Citation: Kostrikis LG, Hezka J, Stylianou DC, Kostaki E, Andreou M, Kousiappa I, et al. (2018) HIV-1 transmission networks across Cyprus (2010-2012). PLoS ONE 13(4): e0195660. https://doi.org/10.1371/journal.pone.0195660

Editor: Zhefeng Meng, Fudan University, CHINA

Received: November 17, 2017; Accepted: March 27, 2018; Published: April 23, 2018

Copyright: © 2018 Kostrikis et al. This is an open access article distributed under the terms of the Creative Commons Attribution License, which permits unrestricted use, distribution, and reproduction in any medium, provided the original author and source are credited.

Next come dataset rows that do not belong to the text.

PR #6358, opened 2022-08-30
🔖 streams filterbar

drewvolz:
Replaced with:
- #6412 
- #6413 

---

These changes refactor streams list to accomplish a few ideas:

* refactor data fetching with `useFetch`
* add filter bar to show stream categories
* show athletics streams by default
* Part of #6142 

📸 Screenshots

~ | ~
--|--
Simulator Screen Shot - iPhone 12 Pro - 2022-08-29 at 20 38 38 | Simulator Screen Shot - iPhone 12 Pro - 2022-08-29 at 20 38 52

### DIFF
--- a/source/views/streaming/streams/list.tsx
+++ b/source/views/streaming/streams/list.tsx
@@ -4,6 +4,7 @@ import {timezone} from '@frogpond/constants'
 import * as c from '@frogpond/colors'
 import {ListSeparator, ListSectionHeader} from '@frogpond/lists'
 import {NoticeView, LoadingView} from '@frogpond/notice'
+import {FilterToolbar, ListType} from '@frogpond/filter'
 import {StreamRow} from './row'
 import toPairs from 'lodash/toPairs'
 import groupBy from 'lodash/groupBy'
@@ -12,7 +13,7 @@ import type {Moment} from 'moment-timezone'
 import {toLaxTitleCase as titleCase} from '@frogpond/titlecase'
 import type {StreamType} from './types'
 import {API} from '@frogpond/api'
-import {fetch} from '@frogpond/fetch'
+import {useFetch} from 'react-async'
 
 const styles = StyleSheet.create({
 	listContainer: {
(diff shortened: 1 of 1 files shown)


source/views/streaming/streams/list.tsx
```diff
@@ -23,99 +24,137 @@ const styles = StyleSheet.create({
...
-			renderItem={renderItem}
+			keyExtractor={(item: StreamType) => item.eid}
+			onRefresh={reload}
+			refreshing={isPending && !isInitial}
+			renderItem={({item}: {item: StreamType}) => <StreamRow stream={item} />}
 			renderSectionHeader={({section: {title}}) => (
 				<ListSectionHeader title={title} />
 			)}
-			sections={streams}
+			sections={groupStreams(filterStreams(entries, filters))}
```
drewvolz, line 157: Is there an obvious way we can improve on this?

source/views/streaming/streams/list.tsx
```diff
@@ -23,99 +24,137 @@ const styles = StyleSheet.create({
...
+		API('/streams/upcoming', {
+			sort: 'ascending',
+			dateFrom,
+			dateTo,
+		}),
+		{
+			headers: {accept: 'application/json'},
+		},
+	)
+}
```
rye, line 60: Do these really need to be fat-arrow functions? If so, can they be `const` at least?

source/views/streaming/streams/list.tsx
```diff
@@ -23,99 +24,137 @@ const styles = StyleSheet.create({
...
 
-	let keyExtractor = (item: StreamType) => item.eid
+export const StreamListView = (): JSX.Element => {
+	let {data = [], error, reload, isPending, isInitial, isLoading} = useStreams()
```
rye, line 63: Can we give this an interface? These fields seem magical without a type.

source/views/streaming/streams/list.tsx
```diff
@@ -23,99 +24,137 @@ const styles = StyleSheet.create({
...
-			})
-		} catch (error) {
-			if (error instanceof Error) {
-				setError(error)
-			} else {
-				setError(new Error('unknown error - not an Error'))
-			}
-			return
+let filterStreams = (entries: StreamType[], filters: ListType[]) => {
+	return entries.filter((stream) => {
```
rye, line 33: `entries` could have a more descriptive name like `streamEntries` or `streams`. `streams.filter((stream) => { /* */ })` is a nice pattern imo.

source/views/streaming/streams/list.tsx
```diff
@@ -23,99 +24,137 @@ const styles = StyleSheet.create({
...
+		let enabledCategories = filters.flatMap((f: ListType) =>
+			f.spec.selected.flatMap((s) => s.title),
+		)
+
+		if (enabledCategories.length === 0) {
+			return entries
 		}
```
rye, line 40: Can this get pulled out of the filter function? Seems like you're not doing anything that uses `stream` until the very end.

source/views/streaming/streams/list.tsx
```diff
@@ -23,99 +24,137 @@ const styles = StyleSheet.create({
...
+		if (allCategories.length === 0) {
+			return
+		}
+
+		let categories = [...new Set(allCategories)].sort()
+		let filterCategories = categories.map((c) => {
+			return {title: c}
+		})
+
+		let streamFilters: ListType[] = [
```
rye, line 96: It is possible to tighten `ListType` or rename it to something like `FilterType`? It seems like we're using a type called `List` for a ... list of filters? Shouldn't it just be a list of filters?

drewvolz:
Should I break this PR up into two parts? The first would be the useFetch hook and the second would be the filter bar.

source/views/streaming/streams/list.tsx
drewvolz: Are you asking if `ListType` can be `ListFilterType`? It probably could. This is coming from `modules/filter/types.ts` where we define a whole scope of different `FilterType` definitions.

```ts
export type ToggleType = {
	type: 'toggle'
	key: string
	enabled: boolean
	spec: ToggleSpecType
	apply: ToggleFilterFunctionType
}

export type PickerType = {
	type: 'picker'
	key: string
	enabled: true
	spec: PickerSpecType
	apply: PickerFilterFunctionType
}

export type ListType = {
	type: 'list'
	key: string
	enabled: boolean
	spec: ListSpecType
	apply: ListFilterFunctionType
}

export type FilterType = ToggleType | PickerType | ListType
```

source/views/streaming/streams/list.tsx
drewvolz: Are you asking if lines 34-40 can be extracted into their own function?

source/views/streaming/streams/list.tsx
drewvolz: It does look magical up-front but I guarantee that the types are all pretty clear since this now uses [react-async's `useFetch`](https://docs.react-async.com/api/interfaces?q=usefetc#usefetch-hook).

The type info on line 63 for `useStreams` (or up above on line 46) shows the following:

```ts
let useStreams: (date?: Moment) => AsyncState<StreamType[], FetchRun<StreamType[]>>
```

and hovering over each of these types reflects the [type information that `useFetch`'s state](https://docs.react-async.com/api/state) provides us

```tsx
let data: StreamType[]
let error: Error | undefined
let reload: () => void
let isPending: boolean
let isInitial: false
let isLoading: boolean
```

source/views/streaming/streams/list.tsx
drewvolz: They can definitely be `const`. Is there a reason you had in mind to not make them be bound this way?

hawkrives:
It might be easier to review that way, if you don't mind the work

drewvolz:
Closing this PR in favor of the two-part approach for reviewing these changes.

Data Availability: HIV-1 pol sequences obtained and analyzed in this study were deposited in the Los Alamos HIV Sequence Database with the GeneBank accession numbers KJ635931 – KJ636030 which are publicly available through the Los Alamos HIV Sequence Database. Due to ethical restrictions concerning participant privacy, clinical and epidemiological information for the study subjects are available upon request. Requests may be sent to the corresponding author.

Funding: The authors received no specific funding for this work.

Competing interests: The authors have declared that no competing interests exist.

Introduction

In the last twenty years, combined antiretroviral drug therapy (cART), has been developed to specifically target HIV-1 with outstanding success, resulting in a dramatic decrease in mortality among HIV-1-infected individuals. However, the genetic variability of HIV-1 constitutes the most striking challenge in effectively treating HIV-1 infection. Specifically, the accumulation of drug resistant mutations during suboptimal therapy severely affects the clinical benefits of cART, leading to impaired therapy outcome [1–3] and the transmission of drug-resistant HIV-1 strains to newly-infected individuals in European countries [4–8], recently reported at just below 9% among newly-diagnosed individuals from 26 European countries between 2008 and 2009 [5]. Furthermore, according to the most recent molecular epidemiology study of HIV-1 infection in Europe, the most prevalent Group-M subtypes and inter-subtype circulating recombinant forms (CRFs) were subtype B (66.1%), followed by sub-subtype A1 (6.9%), subtype C (6.8%) and CRF02_AG (4.7%) with significant variances in subtype distribution among European countries, immigrant populations and patient risk-groups [9].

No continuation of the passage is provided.